Microsoft’s Airband Initiative plans to bring internet access to 40 million people by 2022
In 2018, around half of the people on this planet had access to the internet in some shape or form. This was a great achievement, but it also highlighted that the other half of the population had no internet access at all. Microsoft wants to change that, and at this year’s Devex Conference on International Finance, it announced that the company wants to bring internet to 40 million ‘unserved and underserved’ people around the globe, particularly Latin America and Sub-Saharan Africa. It will use the Airband Initiative, created in 2017, originally meant to streamline internet access across the US to achieve this goal.

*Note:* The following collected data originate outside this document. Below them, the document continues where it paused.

PR #1383, opened 2026-06-12
fix(linker,driver): per-symbol DLL attribution + survive .symbol overrides

### LINKED ISSUE #1382: linker: no per-symbol DLL attribution — all windows imports forced onto kernel32.dll; ext-fun registration clobbers .symbol overrides
Root cause of octalide/mach-std#235 (mach.exe STATUS_ENTRYPOINT_NOT_FOUND on real windows). Two independent defects; both needed before mach-std can fix its bindings.

## 1. No per-symbol DLL attribution

The PE import directory is built entirely position-based:

- \`src/lang/be/linker.mach:1416\` — \`build_dynamic_info\` hardcodes **every** undefined \`ext\` import to \`lib_index = of.DYNLIB_ANY\`; no path sets a specific library.
- \`src/lang/target/of/coff.mach:2307-2313\` — \`import_lib_of\` maps \`DYNLIB_ANY\` → index 0, the first DLL in the manifest's \`[os.windows] libs\` — i.e. kernel32.dll.
- The parser (\`src/lang/fe/parser/decl.mach:134-142\`) treats \`ext\` as a bare flag; no library clause exists in the grammar, and the only per-symbol directive (\`\$name.symbol\`, \`src/lang/driver.mach:551-595\`) is a link-name override, not a library selector.

Net: every import lands on kernel32.dll. mach-std needs 14 winsock bindings on ws2_32.dll and \`SystemFunction036\` on advapi32.dll (full documentation-driven audit table in mach-std#235's thread). Adding the DLLs to \`libs\` alone just emits empty import descriptors.

Proposed: a per-symbol directive (e.g. \`\$foo.library = "ws2_32.dll"\`) parsed and stored on the session; \`build_dynamic_info\` sets \`lib_index\` by matching it against the \`DynLib\` list, falling back to \`DYNLIB_ANY\`. The COFF writer already supports N DLLs and pinned \`lib_index\` — the missing pieces are the directive and the routing.

## 2. \`register_ext_fun\` clobbers \`.symbol\` overrides

mach-std already carries \`\$ws2_socket.symbol = "socket"\`, \`\$SleepW.symbol = "Sleep"\`, etc. **They do nothing**: \`scan_export_directives\` registers the override, then \`register_ext_fun\` (\`src/lang/driver.mach:600-604\`) re-registers the bare identifier for the same decl, and \`register_export_name\` overwrites on double-registration (\`src/lang/session.mach:261\`). Since the ext-fun decl follows its directive in source order, the bare name always wins.

Empirical proof (llvm-readobj --coff-imports on a cross-built mach-std test exe): one import descriptor, kernel32.dll, with \`ws2_socket\`/\`ws2_send\`/\`SleepW\` (mach identifiers, not the .symbol values) hanging off it; wine aborts at call time with \`unimplemented function kernel32.dll.WSAStartup\`.

## Sequencing

This blocks octalide/mach-std#235, which in turn is the last blocker for native \`mach.exe\` (#1351 / native windows CI lane #1367). Once both defects land here and the std pin bumps, the mach-std side is a trivial follow-up: declare ws2_32.dll + advapi32.dll in \`[os.windows] libs\`, attribute 15 bindings, rename \`SleepW\`→\`Sleep\`.

octalide:
Closes #1382.

Two independent defects behind mis-attributed windows DLL imports (STATUS_ENTRYPOINT_NOT_FOUND on real windows; root cause of octalide/mach-std#235).

## 1. Per-symbol DLL attribution

`build_dynamic_info` (src/lang/be/linker.mach) hardcoded every undefined `ext` import to `DYNLIB_ANY`, so the COFF writer routed them all onto the first dependency — kernel32.dll. Adding extra DLLs to `[os.windows] libs` only emitted empty import descriptors.

New `$<sym>.library = "ws2_32.dll"` directive:
- parsed alongside the existing `$<sym>.symbol` directive in `register_one_export_directive` (src/lang/driver.mach), dispatched on the member name.
- stored per-decl on the session (`export_libraries`, keyed by `(ModuleId, DeclId)`), mirroring `export_names`.
- projected onto a link-name-keyed session map (`import_libraries`) by a post-scan pass (`register_import_libraries`) once each import's final link name is settled, so the key matches the object symbol the linker sees.
- consumed in `build_dynamic_info`: an import's library is matched against the dependency soname list and `lib_index` pinned; unattributed imports stay `DYNLIB_ANY`. A directive naming a library not among the link's dependencies is a hard link error, not a silent fallback.

The COFF writer already handled a pinned `lib_index` (`import_lib_of`, src/lang/target/of/coff.mach) — verified, no change needed.

## 2. `.symbol` clobber fix

`register_ext_fun` re-registered the bare `ext` identifier over a `.symbol` override that `scan_export_directives` had registered first (as a sibling), and `register_export_name` overwrites on double-registration — so the bare name always won and `.symbol` overrides did nothing. The bare name is now only a default: registration is skipped when an override already exists, while a `.symbol` directive scanned later still overwrites the default. Order-independent.

## End-to-end proof

Cross-compiled a windows program declaring:

```mach
$SleepW.symbol = "Sleep";                 # .symbol only -> kernel32 (fallback)
ext fun SleepW(ms: u32);
$WSAStartup.library = "ws2_32.dll";        # .library only -> ws2_32, bare name
ext fun WSAStartup(ver: u16, data: *u8) i32;
$ws2_socket.library = "ws2_32.dll";        # both -> ws2_32 as "socket"
$ws2_socket.symbol  = "socket";
ext fun ws2_socket(af: i32, kind: i32, proto: i32) i64;
```

with `[os.windows] libs = ["kernel32.dll", "ws2_32.dll"]`. `llvm-readobj --coff-imports`:

```
Import {
  Name: kernel32.dll
  Symbol: GetCommandLineA (0)
  Symbol: ExitProcess (0)
  Symbol: Sleep (0)
}
Import {
  Name: ws2_32.dll
  Symbol: WSAStartup (0)
  Symbol: socket (0)
}
```

- `socket` (the `.symbol` value, not the mach identifier `ws2_socket`) sits under a real ws2_32.dll import descriptor.
- kernel32 imports (the runtime's `GetCommandLineA`/`ExitProcess`) are untouched; `Sleep` falls back there as expected.

A directive naming an undeclared library fails the link cleanly:

```
error: import 'socket' pinned to library 'nope_not_declared.dll' not among the link's dependencies
```

Self-hosting byte-identical fixpoint holds.


octalide:
Closing — duplicate effort: the main mach session is already on #1382. This branch is being removed.

octalide:
For the record on the earlier "closing — duplicate effort" comment: the duplicate was resolved the other way around — the parallel session's work was discarded (nothing pushed) and THIS branch was restored from the PR head ref and finished (test suite, docs, changelog added on top of the reviewed implementation). Merging.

Microsoft will focus on four main ways to ensure 40 million people gain access to stable internet over the next three years. Firstly, it will start by removing roadblocks to helpful technologies like TV White Space, unused broadcasting frequencies, so that networks can be quickly extended to the predominantly rural areas Airband is targeting. Next, it will partner with ISPs already present in the area to help provide affordable and reliable internet access to more people. It will also focus on supporting off-grid energy sources along with agriculture, education and rural entrepreneurship to help locals put the internet to good use. Finally, it will look into building a self-sustaining ecosystem of support and funding so that the project will be feasible beyond just the initial investment by the company.
The company draws on previous experience and success such as its projects in Columbia and Ghana. This initiative ties in very well with projects from other companies such as Duolingo, with its app that teaches people to read and write. If all of this innovation works cohesively, it could lift millions of people out of poverty and help them on their way to a better life.